DATA SECTION:
PR #970, opened 2025-01-27
[Enhancement] Add Moon Crash Cutscene Skip to Story Cutscenes time savers

JoshSanch:
Getting a game over on the first cycle without saving after using Skip Intro Sequence creates a weird behavior that makes this cutscene skip seem strange - but it also occurs when the cutscene skip is not used. Seems to be an issue with the Skip Intro Sequence which is in use in all video examples here - I have added links here to view the behaviors for reference.

Link to view implementation behavior: https://www.youtube.com/watch?v=37N_wjt-yB4

Links to view quirky behavior when Moon Crash occurs on the first cycle without saving (Skip Misc Interactions enabled/disabled):
https://youtu.be/kvy4NSR1s9w (Moon Crash CS Enabled)
https://youtu.be/nB7_fK1Rmrc (Moon Crash CS Disabled)

### Build Artifacts
  - [2ship-mac.zip](https://nightly.link/HarbourMasters/2ship2harkinian/actions/artifacts/4283695047.zip)
  - [2ship-linux.zip](https://nightly.link/HarbourMasters/2ship2harkinian/actions/artifacts/4283707057.zip)
  - [2ship-windows.zip](https://nightly.link/HarbourMasters/2ship2harkinian/actions/artifacts/4283751436.zip)


mm/2s2h/Enhancements/Cutscenes/MiscInteractions/SkipMoonCrash.cpp
```diff
@@ -0,0 +1,43 @@
...
+}
+
+#define CVAR_NAME "gEnhancements.Cutscenes.SkipMiscInteractions"
+#define CVAR CVarGetInteger(CVAR_NAME, 0)
+
+// Didn't end up using these few cutscene values, but they are captured here as documentation in case they
+// are relevant in the future
+#define TERMINA_FIELD_MOON_CRASH_CS_ENTRANCE 0x54C0
+#define VOID_FIRE_WALL_CS_ENTRANCE 0x1C00
+#define VOID_FIRE_WALL_CS_INDEX 0xFFF8
```
garrettjoecox: I think leaving them here is a smell, and might just lead to confusion as people glaze over the comment
```suggestion
#define TERMINA_FIELD_MOON_CRASH_CS_ENTRANCE 0x54C0
```

mm/2s2h/Enhancements/Cutscenes/MiscInteractions/SkipMoonCrash.cpp
```diff
@@ -0,0 +1,43 @@
+#include <libultraship/bridge.h>
+#include <libultraship/luslog.h>
+#include "2s2h/GameInteractor/GameInteractor.h"
+#include "2s2h/ShipInit.hpp"
+
+extern "C" {
+#include "variables.h"
+}
+
+#define CVAR_NAME "gEnhancements.Cutscenes.SkipMiscInteractions"
```
garrettjoecox: This might be better for StoryCutscenes

garrettjoecox (commented):
The code mostly looks good, but I'd like if we could get some thorough QA on this to ensure it doesn't break any vanilla behavior

mm/2s2h/Enhancements/Cutscenes/MiscInteractions/SkipMoonCrash.cpp
JoshSanch: Updated

Eblo:
tl;dr I found many moon crash and saving issues, but none of them seem logically related to this enhancement, nor does anything in this enhancement's code seem like it could cause what I've seen

There were a number of things I wanted to verify still work correctly with this enhancement (whether Razor sword, bottles, stolen gear, and consumables honor the player's SoT reset configuration), but I can't because of other issues that are probably unrelated to this enhancement. I'm questioning how much I understand about the moon crash now since I don't think I've ever battle tested that aspect of this game.

> Getting a game over on the first cycle without saving after using Skip Intro Sequence creates a weird behavior that makes this cutscene skip seem strange - but it also occurs when the cutscene skip is not used. Seems to be an issue with the Skip Intro Sequence which is in use in all video examples here

image

I seem to be getting these issues no matter what my time saver settings are, and even if I have actually saved. This includes playing through the entire intro up to the first cycle, or playing in subsequent cycles. This happens even with "Skip Story Cutscenes" disabled, and therefore this enhancement does not run, so that much is probably unrelated.

- Various saves are just throwing me back to the start of the intro when I load them. Happens with first cycle pause saves (which may be unforeseen consequences of saving during a part of the game that wasn't built for it), but also happens with a legitimate Song of Time save from playing atop the Clock Tower. Since the moon crash isn't a factor here, again I think it's unrelated to this enhancement, but a big issue nonetheless.
- If I moon crash during first cycle, Link will always be human in the Clock Tower interior cutscene. The Happy Mask Salesman will be invisible for most of it as well. My inventory is wiped, but maybe that's a first cycle thing?
- If I moon crash after first cycle, the Clock Tower interior plays the "wow you got your instrument!" cutscene. Link will always be Deku as expected for that scene. I can do this multiple times in a row; it never seems to change what Happy Mask Salesman cutscene I get. This wipes some things from my inventory, including Deku Mask, Razor Sword, bottles, and other masks.

mm/2s2h/Enhancements/Cutscenes/MiscInteractions/SkipMoonCrash.cpp
```diff
@@ -0,0 +1,39 @@
...
+#include "2s2h/ShipInit.hpp"
+
+extern "C" {
+#include "variables.h"
+}
+
+#define CVAR_NAME "gEnhancements.Cutscenes.SkipStoryCutscenes"
+#define CVAR CVarGetInteger(CVAR_NAME, 0)
+
+#define TERMINA_FIELD_MOON_CRASH_CS_ENTRANCE 0x54C0
```
Archez: I'm not a fan of these defines, instead we should just compare against the entrance values using the entrance macro.

If you _really_ want the define, then it should contain the `ENTRANCE` value instead of these hardcoded numbers

In this case its `ENTRANCE(TERMINA_FIELD, 12)`

mm/2s2h/Enhancements/Cutscenes/MiscInteractions/SkipMoonCrash.cpp
```diff
@@ -0,0 +1,39 @@
...
+
+#define MOON_CRASH_NEW_CYCLE_CS_ID 13
+#define MOON_CRASH_NEW_CYCLE_ENTRANCE_ID 0xC030
```
Archez: Same as above, but this value is `ENTRANCE(CLOCK_TOWER_INTERIOR, 3)`

mm/2s2h/Enhancements/Cutscenes/MiscInteractions/SkipMoonCrash.cpp
```diff
@@ -0,0 +1,39 @@
...
+void RegisterSkipMoonCrash() {
+    // Skips initial cutscene in Termina Field where the moon falls, goes straight to clock tower cutscene
+    COND_VB_SHOULD(VB_PLAY_TRANSITION_CS, CVAR, {
+        if (gSaveContext.save.cutsceneIndex == 0x0 &&
+            gSaveContext.save.entrance == TERMINA_FIELD_MOON_CRASH_CS_ENTRANCE) {
+            // This cutscene command would otherwise be run as part of the Fire Wall cutscene that gets skipped.
+            // IT MUST BE CALLED HERE IF THAT CUTSCENE IS SKIPPED OR ELSE THE GAME STATE WILL NOT RESET CORRECTLY!
+            Sram_ResetSaveFromMoonCrash(&gPlayState->sramCtx);
+
+            gSaveContext.save.cutsceneIndex = MOON_CRASH_NEW_CYCLE_CS_ID;
```
Archez: `gSaveContext.save.cutsceneIndex` should remain at `0` for the clock tower interior entrance.

This value `MOON_CRASH_NEW_CYCLE_CS_ID` being 13 appears to be a misunderstanding with the cutscene ID used by the salesman when the salesman inits. His logic handles choosing the right cs ID based on the players inventory.

garrettjoecox:
@JoshSanch looks like you've got some outstanding feedback here

balloondude2:
#1202 likely fixed the weird behavior you were seeing earlier. @JoshSanch do you plan on addressing any of the outstanding feedback on this?

JoshSanch:
I'll take some time tomorrow evening to update this and get it ready to merge.

mm/2s2h/Enhancements/Cutscenes/MiscInteractions/SkipMoonCrash.cpp
```diff
@@ -0,0 +1,35 @@
+#include <libultraship/bridge.h>
+#include <libultraship/luslog.h>
```
Eblo: Change the bridge import and remove the unused luslog one.
```suggestion
#include "public/bridge/consolevariablebridge.h"
```

Eblo (changes requested):
Checks out to me playtesting-wise. Just needs some header cleanup.

- Moon crash in rando
- Moon crash in first cycle
- Moon crash after first cycle, before SoH
- Moon crash after SoH

Eblo (approved):

mm/2s2h/Enhancements/Cutscenes/MiscInteractions/SkipMoonCrash.cpp
balloondude2: To add to this, because the skip only executes when `gSaveContext.save.cutsceneIndex` is `0` and `gSaveContext.save.cutsceneIndex` does not change in `Sram_ResetFromMoonCrash()`, I don't think this assignment or consequently the `#define MOON_CRASH_NEW_CYCLE_CS_ID 0` is necessary.

mm/2s2h/Enhancements/Cutscenes/StoryCutscenes/SkipMoonCrash.cpp
```diff
@@ -0,0 +1,34 @@
+#include "public/bridge/consolevariablebridge.h"
+#include "2s2h/GameInteractor/GameInteractor.h"
+#include "2s2h/ShipInit.hpp"
+
+extern "C" {
+#include "variables.h"
+}
+
+#define CVAR_NAME "gEnhancements.Cutscenes.SkipStoryCutscenes"
```
balloondude2, line 9: Can you move the enhancement file to the StoryCutscenes folder to match the enhancement classification?

balloondude2 (commented):
Thanks for the updates! Just a couple of very minor nitpicks.

Eblo:
Pinging again on this. I had approved this PR, but I agree with the feedback that came after my approval.

mckinlee (approved):

Eblo (approved):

EXERCISE REQUIREMENTS: Quote, without alteration, the final stretch of the entries: the line with "Thanks for the" onward to the last line.

TASK ANSWER:
Thanks for the updates! Just a couple of very minor nitpicks.

Eblo:
Pinging again on this. I had approved this PR, but I agree with the feedback that came after my approval.

mckinlee (approved):

Eblo (approved):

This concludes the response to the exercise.